### Exercise brief
Within the data below, determine how many lines contain "github" and supply only that figure.
+ + +
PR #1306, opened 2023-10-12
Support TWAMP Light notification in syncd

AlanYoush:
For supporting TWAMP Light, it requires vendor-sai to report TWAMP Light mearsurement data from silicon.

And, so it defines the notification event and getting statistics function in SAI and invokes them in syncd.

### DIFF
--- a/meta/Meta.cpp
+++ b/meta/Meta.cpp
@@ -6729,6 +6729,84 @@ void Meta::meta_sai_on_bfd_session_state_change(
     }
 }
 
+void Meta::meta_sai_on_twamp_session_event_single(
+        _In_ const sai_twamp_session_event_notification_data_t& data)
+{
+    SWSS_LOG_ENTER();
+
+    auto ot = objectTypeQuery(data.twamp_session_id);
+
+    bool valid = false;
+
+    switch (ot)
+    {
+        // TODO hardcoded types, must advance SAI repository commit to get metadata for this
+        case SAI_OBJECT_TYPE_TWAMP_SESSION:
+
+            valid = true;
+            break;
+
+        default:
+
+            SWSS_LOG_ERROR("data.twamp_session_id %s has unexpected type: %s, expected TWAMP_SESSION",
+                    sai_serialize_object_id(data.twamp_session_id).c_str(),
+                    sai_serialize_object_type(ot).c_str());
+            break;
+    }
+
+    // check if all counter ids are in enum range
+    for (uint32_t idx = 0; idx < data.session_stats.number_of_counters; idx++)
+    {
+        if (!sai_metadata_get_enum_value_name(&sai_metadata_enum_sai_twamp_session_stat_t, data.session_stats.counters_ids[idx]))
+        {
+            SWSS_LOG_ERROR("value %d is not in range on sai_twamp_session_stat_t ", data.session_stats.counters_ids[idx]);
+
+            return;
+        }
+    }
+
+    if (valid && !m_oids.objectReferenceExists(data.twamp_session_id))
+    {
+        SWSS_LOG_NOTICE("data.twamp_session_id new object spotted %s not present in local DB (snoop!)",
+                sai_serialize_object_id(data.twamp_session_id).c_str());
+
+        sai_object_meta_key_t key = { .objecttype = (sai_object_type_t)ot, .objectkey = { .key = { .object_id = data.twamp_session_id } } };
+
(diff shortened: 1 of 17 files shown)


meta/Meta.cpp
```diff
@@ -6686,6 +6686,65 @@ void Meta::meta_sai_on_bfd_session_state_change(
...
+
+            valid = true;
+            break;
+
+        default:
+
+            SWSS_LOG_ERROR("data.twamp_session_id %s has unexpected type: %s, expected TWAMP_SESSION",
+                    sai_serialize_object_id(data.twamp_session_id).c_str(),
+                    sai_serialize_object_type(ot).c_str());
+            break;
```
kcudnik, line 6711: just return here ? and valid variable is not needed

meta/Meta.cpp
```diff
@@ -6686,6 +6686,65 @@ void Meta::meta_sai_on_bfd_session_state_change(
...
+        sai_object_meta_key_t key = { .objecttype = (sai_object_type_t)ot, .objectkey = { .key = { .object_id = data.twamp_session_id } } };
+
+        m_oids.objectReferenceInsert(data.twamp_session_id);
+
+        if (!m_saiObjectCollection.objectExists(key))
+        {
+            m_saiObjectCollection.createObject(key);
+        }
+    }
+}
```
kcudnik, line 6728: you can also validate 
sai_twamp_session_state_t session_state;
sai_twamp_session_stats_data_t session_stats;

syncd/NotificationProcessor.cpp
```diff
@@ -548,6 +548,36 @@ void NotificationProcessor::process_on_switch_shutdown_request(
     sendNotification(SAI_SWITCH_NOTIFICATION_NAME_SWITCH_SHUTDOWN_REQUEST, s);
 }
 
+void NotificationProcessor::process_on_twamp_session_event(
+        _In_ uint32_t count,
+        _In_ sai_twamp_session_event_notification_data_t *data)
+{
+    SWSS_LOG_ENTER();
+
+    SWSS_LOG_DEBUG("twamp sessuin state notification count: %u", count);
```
+ + +
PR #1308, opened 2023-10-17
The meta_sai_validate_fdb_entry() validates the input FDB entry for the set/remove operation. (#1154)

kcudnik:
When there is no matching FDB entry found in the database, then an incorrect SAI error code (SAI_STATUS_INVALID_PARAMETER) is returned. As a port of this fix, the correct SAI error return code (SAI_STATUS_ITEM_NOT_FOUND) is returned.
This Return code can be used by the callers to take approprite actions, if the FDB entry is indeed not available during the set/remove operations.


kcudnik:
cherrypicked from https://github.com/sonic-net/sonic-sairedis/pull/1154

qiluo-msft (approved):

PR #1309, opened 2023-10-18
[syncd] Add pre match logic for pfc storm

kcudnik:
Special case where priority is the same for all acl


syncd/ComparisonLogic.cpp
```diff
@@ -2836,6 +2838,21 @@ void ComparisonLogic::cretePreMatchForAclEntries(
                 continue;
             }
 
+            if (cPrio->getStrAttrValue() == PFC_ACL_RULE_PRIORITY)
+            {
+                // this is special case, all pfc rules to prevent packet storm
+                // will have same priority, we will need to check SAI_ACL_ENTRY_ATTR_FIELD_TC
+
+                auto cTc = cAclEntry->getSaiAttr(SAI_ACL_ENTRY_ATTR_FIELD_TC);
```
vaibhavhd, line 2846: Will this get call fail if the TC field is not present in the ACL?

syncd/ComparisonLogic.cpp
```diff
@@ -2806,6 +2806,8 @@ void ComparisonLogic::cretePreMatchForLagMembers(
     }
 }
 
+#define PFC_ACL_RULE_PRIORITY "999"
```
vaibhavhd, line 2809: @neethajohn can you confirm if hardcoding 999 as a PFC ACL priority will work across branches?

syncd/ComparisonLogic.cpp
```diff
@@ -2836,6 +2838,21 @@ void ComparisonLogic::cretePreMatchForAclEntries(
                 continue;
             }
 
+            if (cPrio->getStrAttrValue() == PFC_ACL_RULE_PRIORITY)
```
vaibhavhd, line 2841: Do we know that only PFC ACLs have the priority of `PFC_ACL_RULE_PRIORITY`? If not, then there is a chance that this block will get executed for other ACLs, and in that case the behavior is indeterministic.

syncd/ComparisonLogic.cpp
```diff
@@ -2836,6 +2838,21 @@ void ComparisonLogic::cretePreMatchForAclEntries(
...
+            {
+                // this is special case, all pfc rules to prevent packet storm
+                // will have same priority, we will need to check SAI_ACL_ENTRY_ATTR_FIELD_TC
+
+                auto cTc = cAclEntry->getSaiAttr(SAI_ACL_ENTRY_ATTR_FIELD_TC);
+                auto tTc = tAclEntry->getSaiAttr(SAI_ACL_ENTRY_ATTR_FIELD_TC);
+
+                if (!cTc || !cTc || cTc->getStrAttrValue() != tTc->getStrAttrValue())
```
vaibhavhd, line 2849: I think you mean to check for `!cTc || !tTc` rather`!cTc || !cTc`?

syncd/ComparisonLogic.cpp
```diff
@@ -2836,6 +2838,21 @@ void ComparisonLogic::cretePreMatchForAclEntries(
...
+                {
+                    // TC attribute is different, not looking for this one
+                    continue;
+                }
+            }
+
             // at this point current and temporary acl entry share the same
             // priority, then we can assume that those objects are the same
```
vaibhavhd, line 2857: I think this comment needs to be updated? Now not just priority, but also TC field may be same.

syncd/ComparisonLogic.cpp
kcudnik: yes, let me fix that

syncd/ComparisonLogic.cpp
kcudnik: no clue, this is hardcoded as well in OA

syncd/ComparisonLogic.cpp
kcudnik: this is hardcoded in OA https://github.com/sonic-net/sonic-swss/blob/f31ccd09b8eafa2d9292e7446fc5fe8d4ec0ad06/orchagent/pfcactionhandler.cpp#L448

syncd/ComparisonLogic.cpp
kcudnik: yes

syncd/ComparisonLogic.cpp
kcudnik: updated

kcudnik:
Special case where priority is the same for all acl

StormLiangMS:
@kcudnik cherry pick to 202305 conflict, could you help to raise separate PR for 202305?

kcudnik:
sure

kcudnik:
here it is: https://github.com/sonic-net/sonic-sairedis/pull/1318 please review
+ + +
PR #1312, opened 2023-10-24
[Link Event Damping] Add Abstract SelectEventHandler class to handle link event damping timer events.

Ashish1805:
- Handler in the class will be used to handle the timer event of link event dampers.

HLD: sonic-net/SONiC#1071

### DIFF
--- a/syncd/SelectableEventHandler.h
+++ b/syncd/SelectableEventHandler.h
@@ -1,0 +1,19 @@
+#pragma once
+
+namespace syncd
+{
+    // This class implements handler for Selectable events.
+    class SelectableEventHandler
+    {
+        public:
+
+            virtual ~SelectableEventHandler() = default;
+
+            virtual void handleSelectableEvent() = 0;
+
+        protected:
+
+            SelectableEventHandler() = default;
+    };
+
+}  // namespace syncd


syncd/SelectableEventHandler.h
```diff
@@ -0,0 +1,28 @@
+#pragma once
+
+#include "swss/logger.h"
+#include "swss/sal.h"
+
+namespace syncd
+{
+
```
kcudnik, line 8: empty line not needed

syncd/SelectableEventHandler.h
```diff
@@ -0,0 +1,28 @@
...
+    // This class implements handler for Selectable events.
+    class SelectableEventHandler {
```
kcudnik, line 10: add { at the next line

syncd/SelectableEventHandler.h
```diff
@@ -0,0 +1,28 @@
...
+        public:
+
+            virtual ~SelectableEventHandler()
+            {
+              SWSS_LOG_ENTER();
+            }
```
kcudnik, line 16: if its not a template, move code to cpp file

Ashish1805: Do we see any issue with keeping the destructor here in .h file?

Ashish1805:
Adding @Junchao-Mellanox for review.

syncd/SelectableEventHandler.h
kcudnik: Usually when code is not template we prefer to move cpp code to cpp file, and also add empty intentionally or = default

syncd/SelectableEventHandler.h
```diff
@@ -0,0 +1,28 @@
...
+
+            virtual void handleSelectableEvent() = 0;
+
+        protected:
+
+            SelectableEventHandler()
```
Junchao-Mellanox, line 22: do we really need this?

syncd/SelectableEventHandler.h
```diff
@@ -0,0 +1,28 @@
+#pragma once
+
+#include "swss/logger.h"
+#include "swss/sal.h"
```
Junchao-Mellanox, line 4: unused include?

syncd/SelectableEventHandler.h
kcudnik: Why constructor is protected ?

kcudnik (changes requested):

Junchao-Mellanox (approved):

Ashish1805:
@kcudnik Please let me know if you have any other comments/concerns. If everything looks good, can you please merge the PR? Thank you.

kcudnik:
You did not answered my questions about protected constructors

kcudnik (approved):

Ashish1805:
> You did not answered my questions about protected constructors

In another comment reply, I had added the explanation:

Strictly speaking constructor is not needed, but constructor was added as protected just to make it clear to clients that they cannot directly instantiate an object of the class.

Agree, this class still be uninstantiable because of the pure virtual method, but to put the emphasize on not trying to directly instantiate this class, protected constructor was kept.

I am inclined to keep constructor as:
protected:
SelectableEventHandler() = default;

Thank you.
+ + +
### Answer to this exercise
3